Retyping the data exactly is the task. Include every line.

____ MATERIALS PROVIDED

PR #3678, opened 2026-04-30
feat(span-first): Add transaction and app start type span attributes

buenaflor:
## :scroll: Description

Add streaming span attributes for Sentry transaction/segment naming and app start classification.

Streaming spans now include the deprecated `sentry.transaction` attribute alongside `sentry.segment.name`, both populated from the local segment name. V2 native app-start child spans also receive `app.vitals.start.type` so each app-start span carries its cold/warm classification.

`sentry.transaction` is needed for the mobile vitals page to work correctly

This keeps span streaming payloads compatible with consumers that still look for the transaction attribute while also exposing app-start type on every app-start child span, not only the top-level app-start span.

- `fvm dart test test/telemetry/span/span_capture_pipeline_test.dart`
- `fvm flutter test test/integrations/native_app_start_handler_v2_test.dart`
- `fvm dart analyze lib/src/constants.dart lib/src/telemetry/span/span_capture_pipeline.dart test/telemetry/span/span_capture_pipeline_test.dart`
- `fvm flutter analyze lib/src/integrations/native_app_start_handler_v2.dart test/integrations/native_app_start_handler_v2_test.dart`
- Pre-commit formatting and package analyze checks

## :pencil: Checklist

- [x] All tests passing
- [x] No breaking changes

## :crystal_ball: Next steps

N/A

### DIFF
--- a/packages/dart/lib/src/constants.dart
+++ b/packages/dart/lib/src/constants.dart
@@ -84,6 +84,11 @@ abstract class SemanticAttributesConstants {
   /// The segment name (e.g., "GET /users")
   static const sentrySegmentName = 'sentry.segment.name';
 
+  /// The Sentry transaction name, also known as the segment name.
+  /// This is deprecated in favour of [sentrySegmentName].
+  /// We should remove this later when Sentry itself supports this deprecation.
+  static const sentryTransaction = 'sentry.transaction';
+
   /// The span id of the segment that this span belongs to.
   static const sentrySegmentId = 'sentry.segment.id';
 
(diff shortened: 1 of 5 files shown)


packages/dart/lib/src/constants.dart
```diff
@@ -84,6 +84,11 @@ abstract class SemanticAttributesConstants {
   /// The segment name (e.g., "GET /users")
   static const sentrySegmentName = 'sentry.segment.name';
 
+  /// The Sentry transaction name, also known as the segment name.
+  /// This is deprecated in favor of [sentrySegmentName].
```
denrase, line 88: Should we add a `@Deprecated` annotation here instead? Might get lost if it's just in the comments.

denrase (approved):
Just one comment regarding the deprecation.

packages/dart/lib/src/constants.dart
buenaflor: I'm not adding it because I don't wanna get flagged by the linter that we're using deprecated variables

PR #3680, opened 2026-04-30
build: Remove collection runtime dependency

### LINKED ISSUE #3679: Remove `collection` dependency
### Description

We can remove collection from runtime dependencies because production code only uses a couple of simple nullable iterable lookups (`firstWhereOrNull` / `firstOrNull`). Those are trivial to implement locally, and the repo already has a small `IterableUtils.firstWhereOrNull` helper. The heavier collection APIs are only used in tests, so they can remain as dev-only usage.

buenaflor:
## :scroll: Description
Removes `collection` from runtime dependencies in `sentry`, `sentry_flutter`, and `_sentry_testing` by replacing production nullable iterable lookups with a small `SentryIterableUtils` extension in the core SDK.

`collection` remains available as a dev dependency where tests still use its equality helpers.

Production code only relied on `firstOrNull` and `firstWhereOrNull`, so shipping the full `collection` package for runtime use is unnecessary. Keeping those helpers in the core SDK avoids an extra runtime dependency while preserving existing behavior.

- `fvm dart analyze` on changed Dart SDK files
- `fvm flutter analyze` on changed Flutter SDK files
- `fvm dart analyze` in `_sentry_testing`
- `fvm dart test test/utils/iterable_utils_test.dart test/sentry_event_test.dart test/event_processor/exception/io_exception_event_processor_test.dart test/sentry_test.dart`
- `fvm flutter test test/integrations/load_contexts_integration_test.dart test/navigation/time_to_display_tracker_test.dart test/navigation/sentry_navigator_observer_test.dart test/feedback/sentry_feedback_widget_test.dart`
- pre-commit analyze hooks

Closes #3679 

## :pencil: Checklist
- [x] All tests passing
- [x] No breaking changes

## :crystal_ball: Next steps
None.

### DIFF
--- a/packages/dart/lib/src/utils/iterable_utils.dart
+++ b/packages/dart/lib/src/utils/iterable_utils.dart
@@ -1,11 +1,14 @@
-import 'package:meta/meta.dart';
+extension SentryIterableUtils<T> on Iterable<T>? {
+  T? get firstOrNull {
+    final iterator = this?.iterator;
+    if (iterator == null || !iterator.moveNext()) {
+      return null;
+    }
+    return iterator.current;
+  }
 
-@internal
-class IterableUtils {
-  static T? firstWhereOrNull<T>(
-    Iterable<T>? iterable,
-    bool Function(T item) test,
-  ) {
+  T? firstWhereOrNull(bool Function(T item) test) {
+    final iterable = this;
     if (iterable == null) {
       return null;
     }
--- a/packages/dart/lib/src/utils/iterable_utils.dart
+++ b/packages/dart/lib/src/utils/iterable_utils.dart
@@ -1,3 +1,6 @@
+import 'package:meta/meta.dart';
+
+@internal
 extension SentryIterableUtils<T> on Iterable<T>? {
   T? get firstOrNull {
     final iterator = this?.iterator;
--- a/packages/dart/lib/src/utils/iterable_utils.dart
+++ b/packages/dart/lib/src/utils/iterable_utils.dart
@@ -1,3 +1,6 @@
+import 'package:meta/meta.dart';
+
+@internal
 abstract final class SentryIterableUtils {
   static T? firstOrNull<T>(Iterable<T> iterable) {
     final iterator = iterable.iterator;
--- a/packages/dart/lib/src/utils/iterable_utils.dart
+++ b/packages/dart/lib/src/utils/iterable_utils.dart
@@ -1,20 +1,17 @@
 import 'package:meta/meta.dart';
 
 @internal
-abstract final class SentryIterableUtils {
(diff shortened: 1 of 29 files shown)


packages/flutter/lib/src/event_processor/android_platform_exception_event_processor.dart
```diff
@@ -89,7 +89,7 @@ class AndroidPlatformExceptionEventProcessor implements EventProcessor {
     MapEntry<SentryException, List<SentryThread>>? detailsStackTrace,
   ) {
     _markDartThreadsAsNonCrashed(event.threads);
-    final exception = event.exceptions?.firstOrNull;
+    final exception = event.exceptions.firstOrNull;
```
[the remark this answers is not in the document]
buenaflor: Not an issue.

packages/dart/lib/src/utils/iterable_utils.dart
```diff
@@ -1,11 +1,17 @@
 import 'package:meta/meta.dart';
 
 @internal
-class IterableUtils {
-  static T? firstWhereOrNull<T>(
-    Iterable<T>? iterable,
-    bool Function(T item) test,
-  ) {
+extension SentryIterableUtils<T> on Iterable<T>? {
```
denrase: We should consider only doing this on `Iterable<T>` instead of `Iterable<T>?`.

We'd immediately see if a collection was nullable at the call site, now we have hidden this in the extensions.

IMHO `exceptions?.firstOrNull` gives more context than `exceptions.firstOrNull`. With the latter i'd immediately assume exceptions is non-null. This is also the same behaviour as before with `collection` dependency.

```dart  
extension SentryIterableUtils<T> on Iterable<T> {
  T? get firstOrNull {
    final iterator = this.iterator;
    if (!iterator.moveNext()) {
      return null;
    }
    return iterator.current;
  }
}
```

packages/dart/lib/src/utils/iterable_utils.dart
```diff
@@ -1,11 +1,17 @@
...
+  T? get firstOrNull {
+    final iterator = this?.iterator;
+    if (iterator == null || !iterator.moveNext()) {
+      return null;
+    }
+    return iterator.current;
+  }
+
+  T? firstWhereOrNull(bool Function(T item) test) {
```
denrase, line 13: Same for firstWhereOrNull.

denrase (changes requested):

packages/dart/lib/src/utils/iterable_utils.dart
buenaflor: makes sense, let's do it

denrase (approved):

________

▶ [FINISHED TASK]:
PR #3678, opened 2026-04-30
feat(span-first): Add transaction and app start type span attributes

buenaflor:
## :scroll: Description

Add streaming span attributes for Sentry transaction/segment naming and app start classification.

Streaming spans now include the deprecated `sentry.transaction` attribute alongside `sentry.segment.name`, both populated from the local segment name. V2 native app-start child spans also receive `app.vitals.start.type` so each app-start span carries its cold/warm classification.

`sentry.transaction` is needed for the mobile vitals page to work correctly

This keeps span streaming payloads compatible with consumers that still look for the transaction attribute while also exposing app-start type on every app-start child span, not only the top-level app-start span.

- `fvm dart test test/telemetry/span/span_capture_pipeline_test.dart`
- `fvm flutter test test/integrations/native_app_start_handler_v2_test.dart`
- `fvm dart analyze lib/src/constants.dart lib/src/telemetry/span/span_capture_pipeline.dart test/telemetry/span/span_capture_pipeline_test.dart`
- `fvm flutter analyze lib/src/integrations/native_app_start_handler_v2.dart test/integrations/native_app_start_handler_v2_test.dart`
- Pre-commit formatting and package analyze checks

## :pencil: Checklist

- [x] All tests passing
- [x] No breaking changes

## :crystal_ball: Next steps

N/A

### DIFF
--- a/packages/dart/lib/src/constants.dart
+++ b/packages/dart/lib/src/constants.dart
@@ -84,6 +84,11 @@ abstract class SemanticAttributesConstants {
   /// The segment name (e.g., "GET /users")
   static const sentrySegmentName = 'sentry.segment.name';
 
+  /// The Sentry transaction name, also known as the segment name.
+  /// This is deprecated in favour of [sentrySegmentName].
+  /// We should remove this later when Sentry itself supports this deprecation.
+  static const sentryTransaction = 'sentry.transaction';
+
   /// The span id of the segment that this span belongs to.
   static const sentrySegmentId = 'sentry.segment.id';
 
(diff shortened: 1 of 5 files shown)


packages/dart/lib/src/constants.dart
```diff
@@ -84,6 +84,11 @@ abstract class SemanticAttributesConstants {
   /// The segment name (e.g., "GET /users")
   static const sentrySegmentName = 'sentry.segment.name';
 
+  /// The Sentry transaction name, also known as the segment name.
+  /// This is deprecated in favor of [sentrySegmentName].
```
denrase, line 88: Should we add a `@Deprecated` annotation here instead? Might get lost if it's just in the comments.

denrase (approved):
Just one comment regarding the deprecation.

packages/dart/lib/src/constants.dart
buenaflor: I'm not adding it because I don't wanna get flagged by the linter that we're using deprecated variables

PR #3680, opened 2026-04-30
build: Remove collection runtime dependency

### LINKED ISSUE #3679: Remove `collection` dependency
### Description

We can remove collection from runtime dependencies because production code only uses a couple of simple nullable iterable lookups (`firstWhereOrNull` / `firstOrNull`). Those are trivial to implement locally, and the repo already has a small `IterableUtils.firstWhereOrNull` helper. The heavier collection APIs are only used in tests, so they can remain as dev-only usage.

buenaflor:
## :scroll: Description
Removes `collection` from runtime dependencies in `sentry`, `sentry_flutter`, and `_sentry_testing` by replacing production nullable iterable lookups with a small `SentryIterableUtils` extension in the core SDK.

`collection` remains available as a dev dependency where tests still use its equality helpers.

Production code only relied on `firstOrNull` and `firstWhereOrNull`, so shipping the full `collection` package for runtime use is unnecessary. Keeping those helpers in the core SDK avoids an extra runtime dependency while preserving existing behavior.

- `fvm dart analyze` on changed Dart SDK files
- `fvm flutter analyze` on changed Flutter SDK files
- `fvm dart analyze` in `_sentry_testing`
- `fvm dart test test/utils/iterable_utils_test.dart test/sentry_event_test.dart test/event_processor/exception/io_exception_event_processor_test.dart test/sentry_test.dart`
- `fvm flutter test test/integrations/load_contexts_integration_test.dart test/navigation/time_to_display_tracker_test.dart test/navigation/sentry_navigator_observer_test.dart test/feedback/sentry_feedback_widget_test.dart`
- pre-commit analyze hooks

Closes #3679 

## :pencil: Checklist
- [x] All tests passing
- [x] No breaking changes

## :crystal_ball: Next steps
None.

### DIFF
--- a/packages/dart/lib/src/utils/iterable_utils.dart
+++ b/packages/dart/lib/src/utils/iterable_utils.dart
@@ -1,11 +1,14 @@
-import 'package:meta/meta.dart';
+extension SentryIterableUtils<T> on Iterable<T>? {
+  T? get firstOrNull {
+    final iterator = this?.iterator;
+    if (iterator == null || !iterator.moveNext()) {
+      return null;
+    }
+    return iterator.current;
+  }
 
-@internal
-class IterableUtils {
-  static T? firstWhereOrNull<T>(
-    Iterable<T>? iterable,
-    bool Function(T item) test,
-  ) {
+  T? firstWhereOrNull(bool Function(T item) test) {
+    final iterable = this;
     if (iterable == null) {
       return null;
     }
--- a/packages/dart/lib/src/utils/iterable_utils.dart
+++ b/packages/dart/lib/src/utils/iterable_utils.dart
@@ -1,3 +1,6 @@
+import 'package:meta/meta.dart';
+
+@internal
 extension SentryIterableUtils<T> on Iterable<T>? {
   T? get firstOrNull {
     final iterator = this?.iterator;
--- a/packages/dart/lib/src/utils/iterable_utils.dart
+++ b/packages/dart/lib/src/utils/iterable_utils.dart
@@ -1,3 +1,6 @@
+import 'package:meta/meta.dart';
+
+@internal
 abstract final class SentryIterableUtils {
   static T? firstOrNull<T>(Iterable<T> iterable) {
     final iterator = iterable.iterator;
--- a/packages/dart/lib/src/utils/iterable_utils.dart
+++ b/packages/dart/lib/src/utils/iterable_utils.dart
@@ -1,20 +1,17 @@
 import 'package:meta/meta.dart';
 
 @internal
-abstract final class SentryIterableUtils {
(diff shortened: 1 of 29 files shown)


packages/flutter/lib/src/event_processor/android_platform_exception_event_processor.dart
```diff
@@ -89,7 +89,7 @@ class AndroidPlatformExceptionEventProcessor implements EventProcessor {
     MapEntry<SentryException, List<SentryThread>>? detailsStackTrace,
   ) {
     _markDartThreadsAsNonCrashed(event.threads);
-    final exception = event.exceptions?.firstOrNull;
+    final exception = event.exceptions.firstOrNull;
```
[the remark this answers is not in the document]
buenaflor: Not an issue.

packages/dart/lib/src/utils/iterable_utils.dart
```diff
@@ -1,11 +1,17 @@
 import 'package:meta/meta.dart';
 
 @internal
-class IterableUtils {
-  static T? firstWhereOrNull<T>(
-    Iterable<T>? iterable,
-    bool Function(T item) test,
-  ) {
+extension SentryIterableUtils<T> on Iterable<T>? {
```
denrase: We should consider only doing this on `Iterable<T>` instead of `Iterable<T>?`.

We'd immediately see if a collection was nullable at the call site, now we have hidden this in the extensions.

IMHO `exceptions?.firstOrNull` gives more context than `exceptions.firstOrNull`. With the latter i'd immediately assume exceptions is non-null. This is also the same behaviour as before with `collection` dependency.

```dart  
extension SentryIterableUtils<T> on Iterable<T> {
  T? get firstOrNull {
    final iterator = this.iterator;
    if (!iterator.moveNext()) {
      return null;
    }
    return iterator.current;
  }
}
```

packages/dart/lib/src/utils/iterable_utils.dart
```diff
@@ -1,11 +1,17 @@
...
+  T? get firstOrNull {
+    final iterator = this?.iterator;
+    if (iterator == null || !iterator.moveNext()) {
+      return null;
+    }
+    return iterator.current;
+  }
+
+  T? firstWhereOrNull(bool Function(T item) test) {
```
denrase, line 13: Same for firstWhereOrNull.

denrase (changes requested):

packages/dart/lib/src/utils/iterable_utils.dart
buenaflor: makes sense, let's do it

denrase (approved):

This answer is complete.